**Study material**.
_ _ _ _ _

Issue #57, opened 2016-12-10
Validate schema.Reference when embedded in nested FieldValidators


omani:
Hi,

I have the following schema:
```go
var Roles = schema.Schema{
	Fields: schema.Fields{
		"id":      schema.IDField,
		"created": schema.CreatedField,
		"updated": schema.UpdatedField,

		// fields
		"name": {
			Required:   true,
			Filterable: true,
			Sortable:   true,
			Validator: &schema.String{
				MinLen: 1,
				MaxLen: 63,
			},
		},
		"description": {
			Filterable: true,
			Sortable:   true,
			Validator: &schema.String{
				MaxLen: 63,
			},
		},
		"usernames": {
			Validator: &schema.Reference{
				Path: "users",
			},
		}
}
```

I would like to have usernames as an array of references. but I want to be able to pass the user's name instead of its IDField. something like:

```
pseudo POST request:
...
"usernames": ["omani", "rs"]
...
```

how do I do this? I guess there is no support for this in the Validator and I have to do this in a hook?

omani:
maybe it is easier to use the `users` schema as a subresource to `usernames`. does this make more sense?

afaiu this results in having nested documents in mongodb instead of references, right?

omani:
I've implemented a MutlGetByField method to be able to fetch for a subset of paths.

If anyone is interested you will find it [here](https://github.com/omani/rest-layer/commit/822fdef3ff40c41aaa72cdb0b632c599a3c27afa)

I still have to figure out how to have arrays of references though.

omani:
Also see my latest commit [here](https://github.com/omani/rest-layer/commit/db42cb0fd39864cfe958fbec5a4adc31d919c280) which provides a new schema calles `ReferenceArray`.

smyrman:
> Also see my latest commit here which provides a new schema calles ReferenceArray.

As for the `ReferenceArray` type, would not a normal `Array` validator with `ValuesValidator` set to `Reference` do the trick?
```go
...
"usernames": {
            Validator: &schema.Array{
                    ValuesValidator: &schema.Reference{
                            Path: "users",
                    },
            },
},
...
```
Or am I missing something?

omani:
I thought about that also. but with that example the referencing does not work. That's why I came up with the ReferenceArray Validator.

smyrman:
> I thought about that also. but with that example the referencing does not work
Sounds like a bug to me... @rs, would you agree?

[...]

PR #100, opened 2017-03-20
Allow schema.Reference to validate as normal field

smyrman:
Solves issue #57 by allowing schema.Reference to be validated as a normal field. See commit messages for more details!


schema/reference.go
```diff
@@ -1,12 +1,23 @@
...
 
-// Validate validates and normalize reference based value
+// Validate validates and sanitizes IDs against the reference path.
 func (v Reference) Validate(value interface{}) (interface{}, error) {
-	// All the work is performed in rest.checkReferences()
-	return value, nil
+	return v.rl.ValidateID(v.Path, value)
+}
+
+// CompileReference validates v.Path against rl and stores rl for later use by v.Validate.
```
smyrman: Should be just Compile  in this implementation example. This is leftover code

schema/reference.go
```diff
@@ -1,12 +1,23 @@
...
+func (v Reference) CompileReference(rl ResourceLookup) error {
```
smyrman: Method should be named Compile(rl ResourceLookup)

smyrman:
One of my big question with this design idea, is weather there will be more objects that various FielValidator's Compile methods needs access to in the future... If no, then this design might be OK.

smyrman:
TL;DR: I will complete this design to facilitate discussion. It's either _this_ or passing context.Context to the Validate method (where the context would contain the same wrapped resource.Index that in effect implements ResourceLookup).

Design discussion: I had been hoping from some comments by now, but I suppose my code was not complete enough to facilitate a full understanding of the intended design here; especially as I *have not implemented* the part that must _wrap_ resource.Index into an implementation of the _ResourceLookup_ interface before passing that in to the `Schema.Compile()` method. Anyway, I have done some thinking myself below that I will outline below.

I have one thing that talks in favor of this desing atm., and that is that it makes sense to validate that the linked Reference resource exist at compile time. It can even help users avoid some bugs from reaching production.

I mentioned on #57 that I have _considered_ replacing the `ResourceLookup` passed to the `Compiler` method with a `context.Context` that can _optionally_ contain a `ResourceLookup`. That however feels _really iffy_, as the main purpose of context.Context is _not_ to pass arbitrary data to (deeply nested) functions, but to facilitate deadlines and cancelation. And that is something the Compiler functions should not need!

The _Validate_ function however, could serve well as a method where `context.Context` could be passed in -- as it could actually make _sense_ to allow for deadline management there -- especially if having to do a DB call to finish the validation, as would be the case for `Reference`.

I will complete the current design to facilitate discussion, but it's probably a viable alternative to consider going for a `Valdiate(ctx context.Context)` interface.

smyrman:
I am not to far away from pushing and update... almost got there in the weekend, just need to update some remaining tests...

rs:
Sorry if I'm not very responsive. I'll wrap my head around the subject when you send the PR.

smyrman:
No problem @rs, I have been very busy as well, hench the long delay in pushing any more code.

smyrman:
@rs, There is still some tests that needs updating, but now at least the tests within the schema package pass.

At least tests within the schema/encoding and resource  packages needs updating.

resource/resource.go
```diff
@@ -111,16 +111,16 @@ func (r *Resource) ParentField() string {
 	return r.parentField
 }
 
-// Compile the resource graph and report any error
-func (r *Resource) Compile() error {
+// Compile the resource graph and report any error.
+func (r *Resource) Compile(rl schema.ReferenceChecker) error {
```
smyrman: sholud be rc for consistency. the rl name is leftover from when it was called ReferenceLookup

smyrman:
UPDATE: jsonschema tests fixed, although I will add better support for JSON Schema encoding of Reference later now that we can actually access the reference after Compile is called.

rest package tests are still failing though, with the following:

_ _ _ _ _

**What is being asked**. Every line of the data is to be retyped without alteration.

**Answer space**.
Issue #57, opened 2016-12-10
Validate schema.Reference when embedded in nested FieldValidators


omani:
Hi,

I have the following schema:
```go
var Roles = schema.Schema{
	Fields: schema.Fields{
		"id":      schema.IDField,
		"created": schema.CreatedField,
		"updated": schema.UpdatedField,

		// fields
		"name": {
			Required:   true,
			Filterable: true,
			Sortable:   true,
			Validator: &schema.String{
				MinLen: 1,
				MaxLen: 63,
			},
		},
		"description": {
			Filterable: true,
			Sortable:   true,
			Validator: &schema.String{
				MaxLen: 63,
			},
		},
		"usernames": {
			Validator: &schema.Reference{
				Path: "users",
			},
		}
}
```

I would like to have usernames as an array of references. but I want to be able to pass the user's name instead of its IDField. something like:

```
pseudo POST request:
...
"usernames": ["omani", "rs"]
...
```

how do I do this? I guess there is no support for this in the Validator and I have to do this in a hook?

omani:
maybe it is easier to use the `users` schema as a subresource to `usernames`. does this make more sense?

afaiu this results in having nested documents in mongodb instead of references, right?

omani:
I've implemented a MutlGetByField method to be able to fetch for a subset of paths.

If anyone is interested you will find it [here](https://github.com/omani/rest-layer/commit/822fdef3ff40c41aaa72cdb0b632c599a3c27afa)

I still have to figure out how to have arrays of references though.

omani:
Also see my latest commit [here](https://github.com/omani/rest-layer/commit/db42cb0fd39864cfe958fbec5a4adc31d919c280) which provides a new schema calles `ReferenceArray`.

smyrman:
> Also see my latest commit here which provides a new schema calles ReferenceArray.

As for the `ReferenceArray` type, would not a normal `Array` validator with `ValuesValidator` set to `Reference` do the trick?
```go
...
"usernames": {
            Validator: &schema.Array{
                    ValuesValidator: &schema.Reference{
                            Path: "users",
                    },
            },
},
...
```
Or am I missing something?

omani:
I thought about that also. but with that example the referencing does not work. That's why I came up with the ReferenceArray Validator.

smyrman:
> I thought about that also. but with that example the referencing does not work
Sounds like a bug to me... @rs, would you agree?

[...]

PR #100, opened 2017-03-20
Allow schema.Reference to validate as normal field

smyrman:
Solves issue #57 by allowing schema.Reference to be validated as a normal field. See commit messages for more details!


schema/reference.go
```diff
@@ -1,12 +1,23 @@
...
 
-// Validate validates and normalize reference based value
+// Validate validates and sanitizes IDs against the reference path.
 func (v Reference) Validate(value interface{}) (interface{}, error) {
-	// All the work is performed in rest.checkReferences()
-	return value, nil
+	return v.rl.ValidateID(v.Path, value)
+}
+
+// CompileReference validates v.Path against rl and stores rl for later use by v.Validate.
```
smyrman: Should be just Compile  in this implementation example. This is leftover code

schema/reference.go
```diff
@@ -1,12 +1,23 @@
...
+func (v Reference) CompileReference(rl ResourceLookup) error {
```
smyrman: Method should be named Compile(rl ResourceLookup)

smyrman:
One of my big question with this design idea, is weather there will be more objects that various FielValidator's Compile methods needs access to in the future... If no, then this design might be OK.

smyrman:
TL;DR: I will complete this design to facilitate discussion. It's either _this_ or passing context.Context to the Validate method (where the context would contain the same wrapped resource.Index that in effect implements ResourceLookup).

Design discussion: I had been hoping from some comments by now, but I suppose my code was not complete enough to facilitate a full understanding of the intended design here; especially as I *have not implemented* the part that must _wrap_ resource.Index into an implementation of the _ResourceLookup_ interface before passing that in to the `Schema.Compile()` method. Anyway, I have done some thinking myself below that I will outline below.

I have one thing that talks in favor of this desing atm., and that is that it makes sense to validate that the linked Reference resource exist at compile time. It can even help users avoid some bugs from reaching production.

I mentioned on #57 that I have _considered_ replacing the `ResourceLookup` passed to the `Compiler` method with a `context.Context` that can _optionally_ contain a `ResourceLookup`. That however feels _really iffy_, as the main purpose of context.Context is _not_ to pass arbitrary data to (deeply nested) functions, but to facilitate deadlines and cancelation. And that is something the Compiler functions should not need!

The _Validate_ function however, could serve well as a method where `context.Context` could be passed in -- as it could actually make _sense_ to allow for deadline management there -- especially if having to do a DB call to finish the validation, as would be the case for `Reference`.

I will complete the current design to facilitate discussion, but it's probably a viable alternative to consider going for a `Valdiate(ctx context.Context)` interface.

smyrman:
I am not to far away from pushing and update... almost got there in the weekend, just need to update some remaining tests...

rs:
Sorry if I'm not very responsive. I'll wrap my head around the subject when you send the PR.

smyrman:
No problem @rs, I have been very busy as well, hench the long delay in pushing any more code.

smyrman:
@rs, There is still some tests that needs updating, but now at least the tests within the schema package pass.

At least tests within the schema/encoding and resource  packages needs updating.

resource/resource.go
```diff
@@ -111,16 +111,16 @@ func (r *Resource) ParentField() string {
 	return r.parentField
 }
 
-// Compile the resource graph and report any error
-func (r *Resource) Compile() error {
+// Compile the resource graph and report any error.
+func (r *Resource) Compile(rl schema.ReferenceChecker) error {
```
smyrman: sholud be rc for consistency. the rl name is leftover from when it was called ReferenceLookup

smyrman:
UPDATE: jsonschema tests fixed, although I will add better support for JSON Schema encoding of Reference later now that we can actually access the reference after Compile is called.

rest package tests are still failing though, with the following:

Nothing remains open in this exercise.